Suddenly there may be a need to do something different, to create something other than garments, something which can be held in the hand, like a book....
So what is an Artist book you may well ask....
Who knows...some one suggested it is a book made by an artist but a better description may be that it is a creative expression of a person intent on amusing themselves using the skills acquired over  a lifetime of attending art/craft workshops......

There is a huge amount of yarn collected over the years so it was decided to do a tuckstitch cover in a mixture of fine yarns. This presented a technical problem because how many stitches and rows were needed so as the knitted piece would fit without having to cut and sew it.
It worked well in the end and fitted when stretched, a quality knitted fabrics have in abundance...

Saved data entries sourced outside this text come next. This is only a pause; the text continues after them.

Issue #35675, opened 2022-04-05
Package, Org and Module name should not start with a numeric character


pramodya1994:
**Description:**
According to the [spec](https://ballerina.io/spec/lang/2022R1/#RestrictedIdentifier) package, org and module name should not start with a numeric character. We need to add validations to ensure this.

**Steps to reproduce:**

**Affected Versions:**

**OS, DB, other environment details and versions:**

**Related Issues (optional):**
- https://github.com/ballerina-platform/ballerina-lang/issues/35550

**Suggested Labels (optional):**

**Suggested Assignees (optional):**

Issue #35550, opened 2022-03-23
Module name is not validated with project build


prabushi:
**Description:**
According to the Ballerina spec, the module-name should start with an ASCII letter (https://ballerina.io/spec/lang/master/#module-name) However, the module name is not validated via the project build. Also, the `bal add` CLI command doesn't validate the module-name too.

**Steps to reproduce:**

**Affected Versions:**

**OS, DB, other environment details and versions:**

**Related Issues (optional):**
https://github.com/wso2-enterprise/choreo/issues/11360

**Suggested Labels (optional):**

**Suggested Assignees (optional):**

PR #35676, opened 2022-04-05
Avoid org, package & module names with initial numeric characters

pramodya1994:
- Fixes https://github.com/ballerina-platform/ballerina-lang/issues/35675
- Fixes https://github.com/ballerina-platform/ballerina-lang/issues/35550

## Check List 
- [ ] Updated Change Log
- [ ] Added necessary tests
  - [x] Unit Tests
  - [ ] Spec Conformance Tests
  - [ ] Integration Tests
- [ ] Increased Test Coverage   
  - [ ] API documentation 
  - [ ] Ballerina By Examples

### DIFF
--- a/cli/ballerina-cli/src/main/java/io/ballerina/cli/cmd/InitCommand.java
+++ b/cli/ballerina-cli/src/main/java/io/ballerina/cli/cmd/InitCommand.java
@@ -144,6 +144,16 @@ public class InitCommand implements BLauncherCmd {
             return;
         }
 
+        if (!ProjectUtils.validateInitialNumericsOfName(packageName)) {
+            CommandUtil.printError(errStream,
+                    "invalid package name : '" + packageName + "' :\n" +
+                            "Package name cannot have initial numeric characters.",
+                    null,
+                    false);
+            CommandUtil.exitError(this.exitWhenFinish);
+            return;
+        }
+
         if (!ProjectUtils.validatePackageName(packageName)) {
             errStream.println("unallowed characters in the project name were replaced by " +
                     "underscores when deriving the package name. Edit the Ballerina.toml to change it.");
--- a/cli/ballerina-cli/src/main/java/io/ballerina/cli/cmd/NewCommand.java
+++ b/cli/ballerina-cli/src/main/java/io/ballerina/cli/cmd/NewCommand.java
@@ -165,6 +165,16 @@ public class NewCommand implements BLauncherCmd {
             return;
         }
 
+        if (!ProjectUtils.validateInitialNumericsOfName(packageName)) {
+            CommandUtil.printError(errStream,
+                    "invalid package name : '" + packageName + "' :\n" +
+                            "Package name cannot have initial numeric characters.",
+                    null,
+                    false);
+            CommandUtil.exitError(this.exitWhenFinish);
+            return;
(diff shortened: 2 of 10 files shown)


cli/ballerina-cli/src/main/java/io/ballerina/cli/cmd/InitCommand.java
```diff
@@ -144,6 +144,16 @@ public void execute() {
             return;
         }
 
+        if (!ProjectUtils.validateInitialNumericsOfName(packageName)) {
```
azinneera, line 147: Init command only produces an empty Ballerina.toml. So I think we don't need to do any validations here. Instead, we should replace the disallowed characters when we derive the package name in ManifestBuilder

cli/ballerina-cli/src/main/java/io/ballerina/cli/cmd/NewCommand.java
```diff
@@ -165,6 +165,16 @@ public void execute() {
             return;
         }
 
+        if (!ProjectUtils.validateInitialNumericsOfName(packageName)) {
+            CommandUtil.printError(errStream,
+                    "invalid package name : '" + packageName + "' :\n" +
+                            "Package name cannot have initial numeric characters.",
+                    null,
+                    false);
+            CommandUtil.exitError(this.exitWhenFinish);
```
azinneera, line 174: We should not fail the project creation. We should replace the disallowed characters and continue after printing a message. See L178-L180

azinneera: For package name validation. the only occasion that should fail is when the user has specified the package name in Ballerina.toml. If the Ballerina.toml is empty, then we should properly derive it to match the allowed pattern.

cli/ballerina-cli/src/main/java/io/ballerina/cli/cmd/InitCommand.java
pramodya1994: What we should replace with numeric characters? 
Here if the user is giving initial `_`s we give it as an error. 
I followed the same approach for initial numeric characters.

cli/ballerina-cli/src/main/java/io/ballerina/cli/cmd/NewCommand.java
hevayo: Shouldn't that case also should fail ? `a` is not a good default IMO. We can inform the user that directory name is not a valid package name and they can either the change the directory name or add a valid package name in Ballerina.toml.

azinneera: Just tested and realized that we fail the package creation when there is an invalid initial character. We can do the same for digits as well.

azinneera: @hevayo should we do the same for init command as well? Since we produce an empty Ballerina.toml, should we still fail the command saying the package name is invalid?

pramodya1994:
Added an improved implementation to `master` via https://github.com/ballerina-platform/ballerina-lang/pull/35788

The signatures, as the pages of the book are called, were done by transferring the painted Bondaweb to Vilene old sheeting and then embroidering , stitching, writing and finishing them by backing them with recycled jean material to give a neat finish and hide all the knots and threads created by sewing and embroidery.
They were then all bound together between the covers and held in place by a stick with lichen on it.Remember to click on the photos to get a close up look
The next book is on the go.......

Friday 22 August 2014

Karoonda and the Mallee

We were heading for Loxton a week or so ago and our preferred route is to go via the back roads and miss out on the freeway traffic on the way to Murray Bridge. We go through this town, which seems to be growing more and more each time we have gone through it, and turn off to go to Karoonda which is on the way to Loxton.
We generally stop there as the town's people have made a very pleasant area for tourists to pull into and have a break. You can go across the road for food or you can take a walk in the 
 centenary park they have created with indigenous plants along lovely paths.
It was great to see an old windmill head mounted
 to remind us of how they used to squeak and grown in the wind whilst pumping up the underground water into tanks for to water their stock or for the homesteads gardens or even household use. As the base says...No wind...No water....No life....
 Being in the Mallee too, there are these wide open skies with fabulous cloud formations.
And they also, have had a good winter for rainfall so far with the crops looking very hale and hearty and the native shrubs looking wonderful. There were quite a few eremophilas
starting to flower and one plant we were unsure of what it was but it had the most interesting clump of what looked like bottle brushes but weren't .
The Mallee of course was eminently suited to the Merino sheep which grew dense wool, so the community have erected this statue as a tribute to the sheep industry of a magnificent stud Merino ram.
I remember helping to get a number of these magnificent stud Rams on Anlaby, where they were kept in a special ram shed,  ready for the Adelaide Show in the mid fifties. The wool was of amazingly soft handle and very very dense.
Those were the days.........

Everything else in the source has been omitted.